→ **Task requirements**: When a line below holds the string "somewhere", show that line.

→ **Exercise input**:
PR #437, opened 2020-10-29
Do not crash when calling pk_dbus_get_uid() before D-Bus is setup

hughsie:
Fixes https://github.com/hughsie/PackageKit/issues/436

### DIFF
--- a/src/pk-dbus.c
+++ b/src/pk-dbus.c
@@ -64,6 +64,10 @@ pk_dbus_get_uid (PkDbus *dbus, const gchar *sender)
 	g_return_val_if_fail (PK_IS_DBUS (dbus), G_MAXUINT);
 	g_return_val_if_fail (sender != NULL, G_MAXUINT);
 
+	/* no connection to DBus */
+	if (dbus->priv->proxy_uid == NULL)
+		return G_MAXUINT;
+
 	/* set in the test suite */
 	if (g_strcmp0 (sender, ":org.freedesktop.PackageKit") == 0) {
 		g_debug ("using self-check shortcut");


voxik:
Fedora report: https://bugzilla.redhat.com/show_bug.cgi?id=1836304

AdamWill:
From Rawhide testing, it seems like this maybe broke checking for updates on system start in GNOME. We have a test that runs an install, then boots to runlevel 3, downgrades python3-kickstart to a lower versioned dummy to ensure an update will be available, goes to the desktop, waits ten minutes, then opens the notifications area and expects to see an 'updates available' notification.

Up till Fedora-Rawhide-20201109.n.0 this test was passing fine. With Fedora-Rawhide-20201110.n.0, which included PackageKit-1.2.2-2.fc34 with this patch backported, the test [fails, because no notification appears](https://openqa.fedoraproject.org/tests/719599#step/desktop_notifications/31). I'll attach the tarball of /var/log from the failed test; it seems to show no update check running at all, AFAICT.

AsciiWolf:
@AdamWill Oops. :-( I did not notice this during my testing. Could you please also test this on F33 and write a comment [here](https://bugzilla.redhat.com/show_bug.cgi?id=1836304)?

AdamWill:
Filed a new bug and commented. Testing on F33 is a bit tricky, though, as this test is not set up to work on updates...

AsciiWolf:
@AdamWill By the way, what was the last PackageKit package version that was successfully tested on Rawhide before this (regressed) one? Was the regression really caused by this fix? :)

AsciiWolf:
I have reopened the [Fedora bz](https://bugzilla.redhat.com/show_bug.cgi?id=1836304) since the fix was unpushed from stable and the original issue was not fixed yet.

AdamWill:
Previous compose had 1.2.2-1.fc34.

AsciiWolf:
Hmm. I just tried the older PackageKit-1.2.2-1.fc33.x86_64 build on a F33 VM that I have here (that previously had 1.2.2-2 installed) and have the the same issue as with the 1.2.2-2 build: I don't seem to get any new updates notification. When I manually open GNOME Software, new updates are displayed correctly there, but that was also the case with 1.2.2-2 build. Are you really sure that it worked fine with the 1.2.2-1 build? Or am I doing anything wrong?

AdamWill:
I'm about 99% sure. Notifications are very tricky to test, because of all the 'clever' heuristics GNOME uses to decide when to show you one. The two main constraints are mentioned in [the code in the test that tries to make sure they're all satisfied](https://pagure.io/fedora-qa/os-autoinst-distri-fedora/blob/master/f/tests/desktop_notifications.pm#_28), but there may be some other I don't know or have forgotten about...

AsciiWolf:
Hm, it looks like that you are right. I tried downgrading PackageKit even more, to PackageKit-1.2.1-1, and still don't get any new update notifications. So either something else is broken on that system or it is the 'clever' GNOME heuristics in action. :)

AdamWill:
You're probably running into the second rule there: if you've had a notification in the last 24 hours, you won't get another. You can use the same gsettings dodge the test uses to try and counteract that.

AsciiWolf:
Hmm, I have tried reverting the VM to a clean after-install (Fedora 33 Beta) state and got new updates notification. Then I have fully updated it to latest F33 state and tried manually downgrading some packages (gnome-boxes etc.), changing the `check-timestamp` gsettings and rebooting/relogging. But at this point, I was not able to get any new update notification at all although I have tried this multiple times. Available updates are displayed fine when I open GNOME Software, but no update notifications appear. So I am beginning to think that this **is not** a PackageKit issue (older PackageKit-1.2.1-1 is being used) and not an issue caused by this PR.

@AdamWill Is it possible to run the desktop notification test again, this time on a fully updated Rawhide system using latest packages, but with a slightly older PackageKit build (1.2.2-1 or 1.2.1-1)? If so, could you please do it? Thanks!

AdamWill:
[robots are on the job](https://openqa.stg.fedoraproject.org/tests/overview?groupid=1&build=Fedora-Rawhide-20201118.n.0-notetest-NOREPORT&version=Rawhide&distri=fedora)

I noticed the test *is* passing occasionally, annoyingly. So let's throw numbers at the problem. That's an openQA flavor which is basically running the same test 20 times; 10 times as usual, and 10 times with an extra step downgrading PackageKit to PackageKit-1.2.2-1.fc34 . It's running on today's Rawhide. Results coming soon...

AdamWill:
Hmm - so for that test we get some passes and some failures both with and without the mod. Here's [another check](https://openqa.stg.fedoraproject.org/tests/overview?distri=fedora&version=Rawhide&build=Fedora-Rawhide-20201109.n.0-notetest-NOREPORT&groupid=1) - same thing with an older Rawhide, the day before I thought the problem first happened. Let's see how that goes.

AdamWill:
Hmm, similar result. Trying again with the oldest successful compose still around (20201107.n.1) [here](https://openqa.stg.fedoraproject.org/tests/overview?distri=fedora&version=Rawhide&build=Fedora-Rawhide-20201107.n.1-notetest-NOREPORT&groupid=1).

AdamWill:
Same result there. So I'd say we at least have no clear indication 1.2.2-2 is the issue here, so I'm gonna say we should go ahead and push the update for F33 since the crash is clearly annoying people. I'll try and look further into why this test might suddenly have started having trouble tomorrow.

hughsie:
I do wonder if libdnf is causing a regression somewhere.

AsciiWolf:
Hmm, so I did more testing again and not sure what I did wrong before, but I now seem to get new update notifications without any issue in my F33 testing VM with latest updates (and gnome-boxes/podman/etc. manually downgraded to test the update notifications). Even when using latest libdnf-0.54.2-3.fc33.x86_64 and PackageKit-1.2.2-2.fc33.x86_64.

So, it seems that there is probably no regression (although I am still not 100% sure), just some issue with the Rawhide test.

AsciiWolf:
The only difference when compared to my previous testing is that I also downgraded podman which is considered as an OS Update by GNOME Software, unlike gnome-boxes/gnome-maps/other GNOME apps that I tried downgrading before. But I think that this should not have any effect on notifications.

Anyway, tl;dr: Both the latest libdnf and PackageKit builds seem to be fine, at least on F33.

AdamWill:
There definitely is *some kind* of regression somewhere, as the test ran reliably for years: https://openqa.fedoraproject.org/tests/725227#next_previous - note the two other recent failure blocks were not due to update notifications not appearing, but other issues. I'll try and figure out what's really going on today.

AdamWill:
@AsciiWolf can you see how downgrading fwupd affects you? See https://bugzilla.redhat.com/show_bug.cgi?id=1896540#c6 ...

AdamWill:
So some tests I ran in openQA make me about 75% confident that backporting https://github.com/fwupd/fwupd/pull/2605 helps, here. At least it doesn't seem like it could hurt, so I built it for Rawhide and submitted updates for F32 and F33. I hacked the disk image that openQA update tests run from to include the update, and will re-run the recent failed tests; I'll keep an eye on things over the weekend to see if this really does improve the problems.

hughsie:
> that backporting fwupd/fwupd#2605 helps

@hughsie looks guiltily at the floor; thanks @AdamWill

AdamWill:
So it does look like backporting that fix was the thing to do, but we may now have broken fwupd for Secure Boot-enabled systems because I'm not on the SB signing list, whoops. hughsie has just built an fwupd 1.5.2 so we'll want to get those updates pushed stable ASAP then hopefully everything should be OK.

→ **Result of the exercise**:
I do wonder if libdnf is causing a regression somewhere.
There definitely is *some kind* of regression somewhere, as the test ran reliably for years: https://openqa.fedoraproject.org/tests/725227#next_previous - note the two other recent failure blocks were not due to update notifications not appearing, but other issues. I'll try and figure out what's really going on today.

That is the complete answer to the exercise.